PR #6, opened 2026-03-21
Sync Bluesky replies, likes, and reposts as WordPress comments

### LINKED ISSUE #5: Sync Bluesky replies back as WordPress comments
## Summary

Pull replies to published Bluesky posts back into WordPress as comments, enabling two-way interaction between the WordPress site and the AT Protocol network.

## Background

ATmosphere currently publishes posts to Bluesky (`app.bsky.feed.post`) and standard.site (`site.standard.document`). Replies on Bluesky are not synced back. standard.site does not define a reply/comment mechanism, so this is Bluesky-only for now.

### Primary: Poll `listNotifications`

- Register a WP-Cron event (e.g. every 15 minutes) calling `app.bsky.notification.listNotifications` with `reasons=["reply"]`.
- Track a cursor in `wp_options` to only process new notifications.
- For each reply:
  - Match `record.reply.root.uri` or `record.reply.parent.uri` to a local post via `_atmosphere_bsky_uri` post meta.
  - Resolve the author via `app.bsky.actor.getProfile` (display name, handle, avatar).
  - Insert as a WordPress comment using `wp_new_comment()`.
  - Store `comment_meta`: `protocol`, `source_uri`, `source_did` for deduplication and attribution.
- Handle nested replies by setting `comment_parent` when the parent URI maps to an existing comment.

### Secondary: `getPostThread` backfill

- On manual trigger or less-frequent cron, call `app.bsky.feed.getPostThread` for each published post's AT-URI.
- Walk the `replies[]` tree and insert any missing comments.
- Useful for catching replies from before the plugin was installed.

## Why not Jetstream/firehose?

Requires a persistent WebSocket connection, which is impractical in a standard WordPress/PHP environment.

## Reference

- `app.bsky.notification.listNotifications` — https://docs.bsky.app/docs/api/app-bsky-notification-list-notifications
- `app.bsky.feed.getPostThread` — https://docs.bsky.app/docs/api/app-bsky-feed-get-post-thread
- The WordPress ActivityPub plugin handles incoming replies similarly via `Interactions::add_comment()`

pfefferle:
Fixes #5.

Supersedes the reply-only design that was in the earlier version of this PR. The single poller now handles all three notification types in one pass and stores them in a shape that is compatible with `wordpress-activitypub`, so theme code, admin filters, and future moderation tooling can query reactions from both protocols uniformly.

## What's in here

- `Reaction_Sync` class polls `app.bsky.notification.listNotifications` for `reply`, `like`, and `repost` reasons, paginates via cursor (`atmosphere_reactions_cursor` option), dispatches by reason through a shared `insert_reaction` helper.
- Replies become `comment_type = 'comment'` with nested-thread walking (direct → parent comment → root fallback).
- Likes become `comment_type = 'like'`, reposts become `comment_type = 'repost'`, both with empty `comment_content` and top-level parent — same shape `wordpress-activitypub` uses.
- Every reaction comment gets the same meta keys the AP plugin writes:
  - `protocol = 'atproto'`
  - `source_id` = the reaction's AT-URI (dedup key)
  - `source_url` = the human-visitable `https://bsky.app/…/post/…` for replies, empty for likes/reposts (no web page exists for `app.bsky.feed.like` / `repost` records)
- Atproto-specific extras preserved as their own keys: `_atmosphere_bsky_cid`, `_atmosphere_author_did`.
- Author profiles cached via transients (no CPT in this PR — deferred).
- Hourly WP-Cron (`atmosphere_sync_reactions`), registered on activation when connected, cleared on deactivation. The legacy `atmosphere_sync_comments` hook name is also cleared defensively.
- 14 PHPUnit tests covering reply/like/repost success paths, dedup on `source_id`, unknown-target skip, and nested reply threading.

## Testing instructions

1. Publish a post to Bluesky via ATmosphere.
2. On Bluesky, have someone reply to, like, and repost the post.
3. Trigger the cron manually: `wp cron event run atmosphere_sync_reactions` (or wait for the hourly schedule).
4. Verify:
   - The reply appears as a WordPress comment with `comment_type = 'comment'` and a populated `source_id` / `source_url` meta.
   - The like and repost appear as comments with `comment_type = 'like'` / `'repost'`, empty body, and populated `source_id` meta.
   - Running the cron again does not duplicate any of them.
5. Nested case: have someone reply to the reply on Bluesky; after the next cron run, the new comment should be attached as a child of the previous one (same `comment_post_ID`, non-zero `comment_parent`).

## Known follow-up (not blocking this PR)

`insert_reaction` calls `get_gmt_from_date( $record['createdAt'] )` to derive `comment_date_gmt`. Bluesky's `createdAt` is already UTC ISO-8601, but `get_gmt_from_date` applies a local-to-UTC conversion, so on sites whose timezone is not UTC the stored GMT column is off by the site's offset. This bug existed before this PR (inherited from the original reply-only implementation) and is tolerable — the dedup key and all behaviour driven by comment date are unaffected. Will be fixed in a follow-up PR alongside switching to `gmdate( 'Y-m-d H:i:s', strtotime( … ) )`.

### Changelog entry

<details>

#### Significance

- [ ] Patch
- [x] Minor
- [ ] Major

#### Type

- [x] Added - for new features

#### Message

Sync Bluesky replies, likes, and reposts back as WordPress comments.

</details>

### DIFF
--- a/includes/class-reaction-sync.php
+++ b/includes/class-reaction-sync.php
@@ -288,6 +288,16 @@ class Reaction_Sync {
 	}
 
 	/**
+	 * Process a repost notification into a WordPress repost comment.
+	 *
+	 * @param array $notification Notification from listNotifications.
+	 * @return int|false Comment ID or false.
+	 */
+	private static function process_repost( array $notification ): int|false {
+		return self::process_subject_reaction( $notification, 'repost' );
+	}
+
+	/**
 	 * Process a reply notification into a WordPress comment.
 	 *
 	 * @param array $notification Notification from listNotifications.
--- a/includes/class-reaction-sync.php
+++ b/includes/class-reaction-sync.php
@@ -99,11 +99,7 @@ class Reaction_Sync {
 			$notifications = $response['notifications'] ?? array();
 
 			foreach ( $notifications as $notification ) {
-				if ( 'reply' !== ( $notification['reason'] ?? '' ) ) {
-					continue;
-				}
-
-				self::process_reply( $notification );
+				self::process_notification( $notification );
 			}
 
 			$cursor = $response['cursor'] ?? null;
@@ -117,14 +113,38 @@ class Reaction_Sync {
 	}
 
 	/**
-	 * Fetch a page of reply notifications from the PDS.
+	 * Dispatch a single notification to its reason-specific handler.
+	 *
+	 * Unknown reasons are silently skipped.
+	 *
+	 * @param array $notification Notification from listNotifications.
+	 * @return int|false Comment ID if inserted, false if skipped.
+	 */
+	private static function process_notification( array $notification ): int|false {
+		switch ( $notification['reason'] ?? '' ) {
+			case 'reply':
+				return self::process_reply( $notification );
+			case 'like':
+				return self::process_like( $notification );
+			case 'repost':
+				return self::process_repost( $notification );
+			default:
+				return false;
+		}
+	}
+
+	/**
+	 * Fetch a page of reaction notifications from the PDS.
+	 *
+	 * Asks for reply, like, and repost reasons. Dispatch happens in
+	 * process_notification based on the individual notification's reason.
 	 *
 	 * @param string|null $cursor Pagination cursor.
 	 * @return array|\WP_Error
 	 */
 	private static function fetch_notifications( ?string $cursor = null ): array|\WP_Error {
 		$params = array(
-			'reasons' => 'reply',
+			'reasons' => array( 'reply', 'like', 'repost' ),
 			'limit'   => 50,
 		);
 
@@ -136,14 +156,88 @@ class Reaction_Sync {
 	}
 
 	/**
-	 * Process a single reply notification into a WordPress comment.
+	 * Insert a reaction notification as a WordPress comment and persist its meta.
+	 *
+	 * Caller is responsible for target-post resolution, dedup, and comment_type.
+	 * This method handles the wp_insert_comment call and writes the standard
+	 * reaction meta (protocol, source_id, source_url, CID, author DID).
+	 *
+	 * @param int    $post_id        WP post the reaction attaches to.
+	 * @param string $comment_type   One of 'comment', 'like', 'repost'.
+	 * @param string $content        Comment body (reply text, or '' for like/repost).
+	 * @param int    $comment_parent Parent comment ID, 0 for top-level.
+	 * @param array  $notification   Raw notification from listNotifications.
+	 * @param array  $profile        Resolved author profile (name, handle, avatar).
+	 * @return int|false Comment ID or false.
+	 */
+	private static function insert_reaction(
+		int $post_id,
+		string $comment_type,
+		string $content,
+		int $comment_parent,
+		array $notification,
+		array $profile
+	): int|false {
+		$uri    = $notification['uri'] ?? '';
+		$cid    = $notification['cid'] ?? '';
+		$author = $notification['author'] ?? array();
+		$record = $notification['record'] ?? array();
+
+		$author_handle = $profile['handle'] ?? ( $author['handle'] ?? '' );
+		$author_name   = $profile['name'] ?? $author_handle;
+
+		$comment_data = array(
+			'comment_post_ID'      => $post_id,
+			'comment_parent'       => $comment_parent,
+			'comment_author'       => $author_name,
+			'comment_author_url'   => 'https://bsky.app/profile/' . $author_handle,
+			'comment_author_email' => '',
+			'comment_content'      => \wp_kses_post( $content ),
+			'comment_date_gmt'     => \get_gmt_from_date( $record['createdAt'] ?? '' ),
+			'comment_type'         => $comment_type,
+			'comment_approved'     => 1,
+			'comment_agent'        => 'ATmosphere/' . ATMOSPHERE_VERSION,
+		);
+
+		\remove_action( 'check_comment_flood', 'check_comment_flood_db' );
+		$comment_id = \wp_insert_comment( $comment_data );
+		\add_action( 'check_comment_flood', 'check_comment_flood_db', 10, 4 );
+
+		if ( ! $comment_id ) {
+			return false;
+		}
+
+		\update_comment_meta( $comment_id, self::META_PROTOCOL, 'atproto' );
+		\update_comment_meta( $comment_id, self::META_SOURCE_ID, $uri );
+		\update_comment_meta(
+			$comment_id,
+			self::META_SOURCE_URL,
+			self::build_bsky_web_url( $uri, $author_handle )
+		);
+		\update_comment_meta( $comment_id, self::META_BSKY_CID, $cid );
+		\update_comment_meta( $comment_id, self::META_AUTHOR_DID, $author['did'] ?? '' );
+
+		/**
+		 * Fires after a Bluesky reaction is synced as a WordPress comment.
+		 *
+		 * @param int    $comment_id   The new comment ID.
+		 * @param array  $notification The raw notification data.
+		 * @param int    $post_id      The WordPress post ID.
+		 * @param string $comment_type One of 'comment', 'like', 'repost'.
+		 */
+		\do_action( 'atmosphere_reaction_synced', $comment_id, $notification, $post_id, $comment_type );
+
+		return $comment_id;
+	}
+
+	/**
+	 * Process a reply notification into a WordPress comment.
 	 *
 	 * @param array $notification Notification from listNotifications.
-	 * @return int|false Comment ID or false if skipped.
+	 * @return int|false Comment ID or false.
 	 */
 	private static function process_reply( array $notification ): int|false {
 		$reply_uri = $notification['uri'] ?? '';
-		$reply_cid = $notification['cid'] ?? '';
 		$record    = $notification['record'] ?? array();
 		$author    = $notification['author'] ?? array();
 
@@ -151,7 +245,6 @@ class Reaction_Sync {
 			return false;
 		}
 
-		// Dedup: skip if already imported.
 		if ( self::find_comment_by_source_id( $reply_uri ) ) {
 			return false;
 		}
@@ -163,7 +256,6 @@ class Reaction_Sync {
 			return false;
 		}
 
-		// Try to match the parent to a local post or comment.
 		$post_id        = 0;
 		$comment_parent = 0;
 
@@ -190,63 +282,22 @@ class Reaction_Sync {
 			return false;
 		}
 
-		// Resolve author profile.
+		$text = $record['text'] ?? '';
+
+		if ( '' === $text ) {
+			return false;
+		}
+
 		$profile = self::resolve_author( $author['did'] ?? '' );
 
-		$comment_text = $record['text'] ?? '';
-
-		if ( empty( $comment_text ) ) {
-			return false;
-		}
-
-		$author_handle = $profile['handle'] ?? ( $author['handle'] ?? '' );
-		$author_name   = $profile['name'] ?? $author_handle;
-
-		$comment_data = array(
-			'comment_post_ID'      => $post_id,
-			'comment_parent'       => $comment_parent,
-			'comment_author'       => $author_name,
-			'comment_author_url'   => 'https://bsky.app/profile/' . $author_handle,
-			'comment_author_email' => '',
-			'comment_content'      => \wp_kses_post( $comment_text ),
-			'comment_date_gmt'     => \get_gmt_from_date( $record['createdAt'] ?? '' ),
-			'comment_type'         => 'comment',
-			'comment_approved'     => 1,
-			'comment_agent'        => 'ATmosphere/' . ATMOSPHERE_VERSION,
+		return self::insert_reaction(
+			$post_id,
+			'comment',
+			$text,
+			$comment_parent,
+			$notification,
+			$profile
 		);
-
-		// Disable flood control for programmatic insertion.
-		\remove_action( 'check_comment_flood', 'check_comment_flood_db' );
-
-		$comment_id = \wp_insert_comment( $comment_data );
-
-		\add_action( 'check_comment_flood', 'check_comment_flood_db', 10, 4 );
-
-		if ( ! $comment_id ) {
-			return false;
-		}
-
-		// Store AT Protocol metadata.
-		\update_comment_meta( $comment_id, self::META_PROTOCOL, 'atproto' );
-		\update_comment_meta( $comment_id, self::META_SOURCE_ID, $reply_uri );
-		\update_comment_meta(
-			$comment_id,
-			self::META_SOURCE_URL,
-			self::build_bsky_web_url( $reply_uri, $author_handle )
-		);
-		\update_comment_meta( $comment_id, self::META_BSKY_CID, $reply_cid );
-		\update_comment_meta( $comment_id, self::META_AUTHOR_DID, $author['did'] ?? '' );
-
-		/**
-		 * Fires after a Bluesky reply is synced as a WordPress comment.
-		 *
-		 * @param int   $comment_id   The new comment ID.
-		 * @param array $notification The raw notification data.
-		 * @param int   $post_id      The WordPress post ID.
-		 */
-		\do_action( 'atmosphere_reaction_synced', $comment_id, $notification, $post_id );
-
-		return $comment_id;
 	}
 
 	/**
--- a/includes/class-reaction-sync.php
+++ b/includes/class-reaction-sync.php
@@ -65,6 +65,62 @@ class Reaction_Sync {
 	public const META_AUTHOR_DID = '_atmosphere_author_did';
 
 	/**
+	 * Comment meta key for the reaction author's avatar URL.
+	 *
+	 * Atproto-specific. Populated at insert time from the Bluesky
+	 * profile so get_avatar() does not fall through to gravatar.
+	 *
+	 * @var string
+	 */
+	public const META_AUTHOR_AVATAR = '_atmosphere_author_avatar';
+
+	/**
+	 * Register display-side hooks.
+	 */
+	public static function register(): void {
+		\add_filter( 'get_avatar_comment_types', array( self::class, 'avatar_comment_types' ) );
+		\add_filter( 'pre_get_avatar_data', array( self::class, 'filter_avatar_data' ), 10, 2 );
+	}
+
+	/**
+	 * Tell WordPress that like and repost comments are avatar-eligible.
+	 *
+	 * @param array $types Registered avatar-eligible comment types.
+	 * @return array
+	 */
+	public static function avatar_comment_types( array $types ): array {
+		return \array_values( \array_unique( \array_merge( $types, array( 'comment', 'like', 'repost' ) ) ) );
+	}
+
+	/**
+	 * Short-circuit get_avatar_data for atproto-sourced comments.
+	 *
+	 * @param array $args        Avatar args.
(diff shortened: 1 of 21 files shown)


kraftbj:
One thing I want to flag before this merges: the watermark in `paginate()` advances to the first URI of the first page regardless of whether those items were actually processed. If a like or repost notification arrives before its target post has `_atmosphere_bsky_uri` meta written (network lag, a partially-published post, etc.), `process_subject_reaction` returns `false` and the reaction is silently dropped. The watermark has already advanced past it, so the next run doesn't retry — that notification is lost.

Two options:

- Only advance the watermark to the newest URI we actually processed or intentionally skipped as a non-reaction. Items dropped for missing local state shouldn't count toward the watermark.
- Or don't advance at all and rely on `find_comment_by_source_id` for dedup. Cost is up to `MAX_PAGES * 50` comment-meta lookups per run per stream.

Not a blocker if the answer is "document as known-miss and add an admin re-scan button later," but I'd want that path captured before shipping — silent data loss on a background sync is hard to debug after the fact.

kraftbj (commented):
Inline notes on a few lower-priority items from my review.

includes/class-reaction-sync.php
```diff
@@ -0,0 +1,579 @@
...
+	}
+
+	/**
+	 * Tell WordPress that like and repost comments are avatar-eligible.
+	 *
+	 * @param array $types Registered avatar-eligible comment types.
+	 * @return array
+	 */
+	public static function avatar_comment_types( array $types ): array {
+		return \array_values( \array_unique( \array_merge( $types, array( 'comment', 'like', 'repost' ) ) ) );
```
kraftbj, line 122: Minor: this runs on every `get_avatar_comment_types` call with a fixed added set ('comment', 'like', 'repost'). A static cache keyed on the input — or an early-return when those three are already present — avoids the repeated `array_unique`/`array_values` pass. Not a hot path, so only worth it if you care about the allocation.

includes/class-reaction-sync.php
```diff
@@ -0,0 +1,579 @@
...
+			static fn( ?string $cursor ) => self::fetch_notifications( $cursor ),
+			'notifications',
+			self::OPTION_LAST_SEEN_NOTIFICATION,
+			static fn( array $item ) => self::process_notification( $item )
+		);
+
+		// Self-reactions on our own posts (listNotifications omits these).
+		self::sync_own_collection( 'app.bsky.feed.like', 'like' );
+		self::sync_own_collection( 'app.bsky.feed.repost', 'repost' );
+		self::sync_own_collection( 'app.bsky.feed.post', 'comment' );
```
kraftbj, line 172: Back-of-envelope on the sync cost: `listNotifications` + three `listRecords` streams, up to 5 pages × 50 items each, so ~1,000 items worst case per run. Each one hits `find_post_by_bsky_uri` (one post-meta lookup; profile cache absorbs the `getProfile` duplicates). On a busy account, the hourly cron could get slow. Worth tracking as a follow-up — possibly batching the post lookups or adding an index on `_atmosphere_bsky_uri` — not blocking.

includes/class-reaction-sync.php
```diff
@@ -0,0 +1,579 @@
...
+		$author_handle = $profile['handle'] ?? ( $author['handle'] ?? '' );
+		$author_name   = $profile['name'] ?? $author_handle;
+
+		$gm_date = \get_gmt_from_date( $record['createdAt'] ?? '' );
+
+		$comment_data = array(
+			'comment_post_ID'      => $post_id,
+			'comment_parent'       => $comment_parent,
+			'comment_author'       => $author_name,
+			'comment_author_url'   => \esc_url_raw( 'https://bsky.app/profile/' . $author_handle ),
```
kraftbj: Two small things on this line:

1. `$author_handle` isn't URL-encoded before concat. AT Protocol handles are DNS-like so this is almost certainly safe in practice, but `rawurlencode( $author_handle )` costs nothing and is more defensive. Same at line 530 in `build_bsky_web_url`.

2. For likes and reposts, `source_url` is empty (no bsky.app page for those rkeys) and `comment_author_url` points at the profile. A reader clicking the comment author's name lands on the Bluesky profile, which is fine — but the meaning of each field then differs across comment types. Either a code comment documenting the intent, or swap so `source_url` holds the profile URL for likes/reposts, keeping both fields consistent.

includes/class-reaction-sync.php
```diff
@@ -0,0 +1,579 @@
...
+		}
+
+		$parts = \explode( '/', $at_uri );
+		$rkey  = \end( $parts );
+
+		if ( empty( $rkey ) || 'app.bsky.feed.post' !== \prev( $parts ) ) {
+			return '';
+		}
+
+		return \esc_url_raw( 'https://bsky.app/profile/' . $handle . '/post/' . $rkey );
```
kraftbj: Same handle-encoding note as line 435 — `rawurlencode( $handle )` before concat is the defensive move.

includes/class-reaction-sync.php
```diff
@@ -0,0 +1,579 @@
...
+	): int|false {
+		$uri    = $notification['uri'] ?? '';
+		$cid    = $notification['cid'] ?? '';
+		$author = $notification['author'] ?? array();
+		$record = $notification['record'] ?? array();
+
+		$author_handle = $profile['handle'] ?? ( $author['handle'] ?? '' );
+		$author_name   = $profile['name'] ?? $author_handle;
+
+		$gm_date = \get_gmt_from_date( $record['createdAt'] ?? '' );
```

_ _ _ _ _

Your objective: Using the entries above, give again exactly the lines from the line holding "- 14 PHPUnit" through the line holding "- The reply". Include both end lines and nothing else.

Written solution:
- 14 PHPUnit tests covering reply/like/repost success paths, dedup on `source_id`, unknown-target skip, and nested reply threading.

## Testing instructions

1. Publish a post to Bluesky via ATmosphere.
2. On Bluesky, have someone reply to, like, and repost the post.
3. Trigger the cron manually: `wp cron event run atmosphere_sync_reactions` (or wait for the hourly schedule).
4. Verify:
   - The reply appears as a WordPress comment with `comment_type = 'comment'` and a populated `source_id` / `source_url` meta.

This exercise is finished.